▶ **GOAL OF THE EXERCISE**
Please return every line below that contains the string "chdeskur".

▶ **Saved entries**
::::

PR #6891, opened 2025-04-28
chore(docs): update changelog title

chdeskur:
this PR clarifies the changelog title to better describe the current state of the changelog. 

fast-follow: add an actual docs changelog

### DIFF
--- a/fern/pages/changelogs/docs-full/2025-04-21.mdx
+++ b/fern/pages/changelogs/docs-full/2025-04-21.mdx
@@ -1,7 +1,0 @@
-- fix(ci): Fix failing fern-generate CI job
-- fix: openrpc has json rpc wrapper even if no params
-- chore(deps-dev): bump @types/adm-zip from 0.5.5 to 0.5.7
-- chore: return body string with undefined body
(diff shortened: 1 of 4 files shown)


fern/pages/changelogs/docs-full/2025-04-21.mdx
```diff
@@ -0,0 +1,7 @@
+- fix(ci): Fix failing fern-generate CI job
+- fix: openrpc has json rpc wrapper even if no params
```
sbawabe, line 2: **[q/nit]** do we want these to copy our exact commit names like this, or do we want to edit these to conform to conventional commit styling so that this is easier to parse/read?

this could be a good opportunity to set ourselves up for maintaining better conventional commit messages, since the better we do at naming our commits, the less we have to change in these markdowns:)

chdeskur: yeah, we definitely should clean these up! 

right now, the SDK changelogs are added along with PRs, so we should follow a convention similar to this: https://buildwithfern.com/learn/sdks/introduction/changelog/csharp

dsinghvi (approved):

::::

▶ **WRITTEN ANSWER**
chdeskur:
chdeskur: yeah, we definitely should clean these up! 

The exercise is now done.